Zudem müssten einige Vorgaben für Energiewirtschaft und Industrie weiter verschärft werden, darunter die CO2-Grenzwerte für Autos. Das Emissionshandelssystem ETS, das bisher nur Kraftwerke und Fabriken einschließt, soll auf Gebäude und Verkehr ausgedehnt werden.
Unterstützung für den Plan
Begrüßt wird der Plan aus den Reihen von Umwelt- und Klimaschützern. Auch Österreichs Vizekanzler Werner Kogler und Klimaschutzministerin Leonore Gewessler begrüßen den Vorschlag.
Pasend dazu schickte Gewessler heute den Entwurf für das überfällige "Erneuerbaren Ausbau Gesetz 2020" (EAG 2020) in Begutachtung. Damit soll das Fördersystem grundlegend werden, um die Produktionskapazität für Strom aus erneuerbaren Quellen bis 2030 um 27 TWh auszubauen. Das Gesetz soll am 1. Jänner 2021 in Kraft treten.

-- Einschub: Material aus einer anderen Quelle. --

PR #801, opened 2019-03-13
Spawn system

YellowAdder:
## Summary
Allows for dynamic, customizable spawning via Lua using server provided Scenegraph data.

Spawning is automatic when the first player joins a map area. Control quantities of spawns by altering values found in each map's "entities.lua" script. (See the RandomSpawn() function below for examples.) 

Only Atlas, Outbreak and Perez Park currently support encounter spawning. Hazard and Trial zones can typically spawn civilians and vehicles, but are not currently configured to do so. Modifying this is pretty simple. (Look at Atlas's entities.lua for an example.) "Normal" zones include spawning of civilians and vehicles by default. 

Be warned that excessive spawning will cause noticeable slow downs. Zones without encounter spawns have moderately high civilian spawn values currently set.

Use /script RandomSpawn(int x) to manually generate encounter spawns
Use /script RandomScript(int x, "Cars") to manually generate vehicle spawns
Use /script RandomScript(int x, "Civilians") to manually generate NPC civilian spawns.

e.g.: RandomSpawn(25) or RandomSpawn(50, "Cars")


Projects/CoX/Data/scripts/City_04_02/entities.lua
```diff
@@ -0,0 +1,76 @@
...
+    end
+  
+--[[ NPC chat message test
+    MapClientSession.npcMessage(client, 'Hello Hero!', id)
+    MapClientSession.npcMessage(client, 'What are you doing here?', id)
+    ]]
+    return ""
+end
+
+dialog_button = function(id) -- Will be called if no callback is set
```
broxen: We repeat this code in every file, can we move it to a global include?

YellowAdder: Those files will (probably) become more unique as scriptors begin to customize each area. They just look alike because there is scant content. @ZopharShinta may be able to answer this better though as it's going to depend on how contacts work and how unique NPCs are interacted with for each map. For now, entities.lua is that future "hub" for controlling interaction. There just isn't much of that going on yet.

broxen: Ahh, I see. Is there a way to override functions in Lua? I'm not as familiar. But maybe we provide a default and if there's an override present in the file it supersedes?

YellowAdder: Technically, no. But it's possible to accomplish more or less the same thing: http://www.luafaq.org/#T1.22.

ZopharShinta: If I remember correctly, the dialog_button function is a backup if the script didn't set a dialog button callback function.
The server actually checks if a callback is set, if not, it uses the generic dialog_button function.
I think this could be moved into the Global.lua file as the scripters scripts should set the callback for the dialogs they create.

broxen:
I'd rather see TimeCop built into the server side of the spawn system.

Also, why the friction change in surfaceparams? What does that fix?

YellowAdder:
It made acceleration/speed faster while flying in giant maps like Independence Port.  Or any map, for that matter. Could've sworn I set that back before I committed, but apparently I overlooked it. Side note: 

>  { 1.50f, 3.00f, 0.00f, 3.00f, 3.00f },

That or 2/3/03/4 was really pleasant. I've been setting it to one or the other all the time.

Beyond that, I agree that TimeCop could/should be built into the server, and the scripts are redundant as the stand. (The only significant difference is the Time Cop's position in each map) This was the fastest solution I could muster while getting everything else debugged and set up for a better experience. Despite any of that, Time Cop is a pretty big QoL addition to the spawn system for both admins and users, but I didn't have more time, ironically, to refine it.

I'm also not familiar enough with the server-side timer system to alter it yet. @ZopharShinta and I have discussed making a more generalized timer system in recent days. (Time Cop is based on @ZopharShinta's hide and seek system, as you probably figured.) This is something that will be addressed in the not so distant future as it will be needed for at least a handful of important features.

YellowAdder:
Thanks to @HeraldOfOmega, we know that the problem for Linux is that "include_lua" isn't able to load files in a parallel directory, that being the spawndefs in our case. I presume this is some sort of permission issue. 

(e.g.: include_lua('../spawndefs/somefile.lua').)

Unless someone knows how to resolve that, the other option is for me to move each map's spawndefs into a /spawndef subdirectory. (I don't think this will run into the same permission issue. Someone correct me if I'm wrong. It should be easy to test, though.) 

This approach shouldn't result in duplicated files, but it isn't the best solution because we want spawndefs to be more generally accessible for possible re-use among maps in the future. It's a simple restructuring, however, and it will solve the issue for now. 

Your thoughts, @broxen? @ZopharShinta?

broxen:
This crashed once for me upon creating a new character with a new database, but then I was unable to replicate even after multiple attempts at restarting everything and overwriting the databases, sooo :man_shrugging: 

Aside from that, I have the same Linux issue that others are having. It's clearly filesystem related. I discussed with @YellowAdder and it sounds like we have a permanent fix worked out. Will wait for his commit before merge.

As for the Clang failure, this is fixed in Zophar's #793 PR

"Das Gesetz ist der zentrale Baustein am Weg 100 Prozent Strom aus erneuerbaren Energien bis 2030", sagt Gewessler. Die nächsten zehn Jahre sieht sie als entscheidend für den Erfolg der Energiewende in Österreich. Weil das Thema Energie in Österreich eine Ländermaterie ist, ist für den Beschluss das EAG allerdings eine Zweidrittelmehrheit sowohl im Nationalrat als auch im Bundesrat erforderlich.